Lifting with Inner Functions of Polynomial Discrepancy
Yahel Manor, Or Meir
TL;DR
The paper proves a new lifting theorem for f∘g^n in which the inner function g has small discrepancy, quantified as Δ(g) ≥ c log n, extending previous work to a broader class of inner functions. Central to the approach is a simulation framework that converts any protocol for f∘g^n into a decision-tree (deterministic or randomized) solving f with query complexity proportional to the outer complexity divided by Δ(g).
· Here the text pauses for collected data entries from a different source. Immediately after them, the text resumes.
PR #1199, opened 2019-07-26
CreateType is typed, add createTypeUnsafe just in case

amaurymartiny:
```
const gas = createType('Gas', 123); // works
const random = createType('Random', 123); // TS error
```

Also: removes the generic `<T>` from createType, so this is not possible: 
```
createType<Gas>('Random', 123); // TS error, this is unsafe!
```
---

if you know what you're doing, use `createTypeUnsafe`

```
const gas = createTypeUnsafe('Gas', 123); // works
const random = createTypeUnsafe<Gas>('Random', 123); // works, will throw!
const random2 = createTypeUnsafe('(u32,u32)', [123,123]); // works
```
Notes:
- createType, ClassOf etc don't accept Text as input anymore, only string

TODO:
- [x] ClassOfUnsafe, so that types are consistent
- [x] clean up some stuff


packages/types/src/types.ts
```diff
@@ -105,7 +105,7 @@ export interface IHash extends U8a { }
 export type CodecTo = 'toHex' | 'toJSON' | 'toString' | 'toU8a';
 
 export interface Constructor<T = Codec> {
-  Fallback?: Constructor<T>;
+  Fallback?: Constructor<Codec>;
```
amaurymartiny: needed to change here. This is more correct, as e.g. EventRecord.Fallback == EventRecord0To76, which is not T

PR #2582, opened 2020-09-04
Support new contracts Schedule

jacogr:
As per https://github.com/paritytech/substrate/pull/7017


athei:
The `Schedule` was changed before merge in the referenced PR. Forgot to inform you about that.

jacogr:
Sorry I missed that - I tried to check in all through the process, so it must have been one of the alerts I didn't check.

A key technical advance is the introduction of recoverable values and density-restoring mechanisms, enabling the main lemma to hold even when Δ(g) is not as large as in prior results, and ensuring the density and entropy conditions are preserved during the simulation. The results include both deterministic and randomized lifting theorems, as well as a discussion of tightness and extensions to product-distribution discrepancies, highlighting broader implications for direct-sum, XOR-type, and data-structural lower bound contexts. Overall, the work broadens the applicability of lifting theorems and deepens the connection between discrepancy, information cost, and the complexity of composed problems.
Abstract
Lifting theorems are theorems that bound the communication complexity of a composed function $f\circ g^{n}$ in terms of the query complexity of $f$ and the communication complexity of $g$. Such theorems constitute a powerful generalization of direct-sum theorems for $g$, and have seen numerous applications in recent years. We prove a new lifting theorem that works for every two functions $f,g$ such that the discrepancy of $g$ is at most inverse polynomial in the input length of $f$. Our result is a significant generalization of the known direct-sum theorem for discrepancy, and extends the range of inner functions $g$ for which lifting theorems hold.